Monster Lizard

by Stratagem



Series: Resistance AU [4]
Category: The Gifted (TV 2017)
Genre: F/M, Fluff, Gen, Humor, Prompt Fill, Tumblr Prompt
Language: English
Status: Completed
Published: 2018-04-05
Updated: 2018-04-05
Packaged: 2019-04-18 21:59:27
Rating: General Audiences
Warnings: No Archive Warnings Apply
Chapters: 1
Words: 1,486
Publisher: archiveofourown.org
Story URL: https://archiveofourown.org/works/14222661
Author URL: https://archiveofourown.org/users/Stratagem/pseuds/Stratagem
Summary: James and Ali have to sit through a science lesson with a professor who has no idea how to teach high school kids. They have some fun with him.





	Monster Lizard

**Author's Note:**

> Prompt fill from Tumblr: 24. “You’re telling me giant lizards roamed this land before we were here? Now that just doesn’t even sound right.” 
> 
> Haha, oh my gosh, I love this one. And it’s perfect for Tracklight. ^_^ Going with the Resistance AU series, set when James and Ali are about 16. Their education in the series is a little all over the place since they can’t go to school, so they’re homeschooled in a way.

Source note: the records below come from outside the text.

PR #6298, opened 2024-08-16
fix(sync): SAV-806: Fix sync status toast

edmofro:
### Changes

Fixes the two issues reported in SAV-806

1. Our sync session start time was being recorded from part way through the sync logic, and notably was after some async work, so there was a significant period when the sync status would note the sync as running, but without a valid time.
2. The time "ago" was comparing Date.now() on two different computers, the facility server and the client. These clocks can be slightly out, so it wasn't accurate, and in this case was producing negative numbers.

### Deploys

### Remember to...

- ...write or update tests


NavarroEmilioLuis (approved):
LGTM

chris-bes (approved):
code owner stamp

“This is a whole new level of suffering.”

“I can feel my brain cells recoiling. It hurts.”

“Mr. Proudstar, Ms. Blaire, your attention is required up here for the next hour. I’m certain you’ll have plenty of time to goof off and pursue teenage hijinks after class. I do not want to repeat myself again.”

James and Ali glanced at each other, the silent message of ‘ _is he really serious_ ’ passing through that quick look. Ali mouthed ‘ _hijinks_ ,’ her eyebrow raising in surprise. Both of them jumped when a yardstick slammed down on the desk at the front of the room. “Yes, hijinks!”

“Sorry,” Ali said, making a face as James grinned at her.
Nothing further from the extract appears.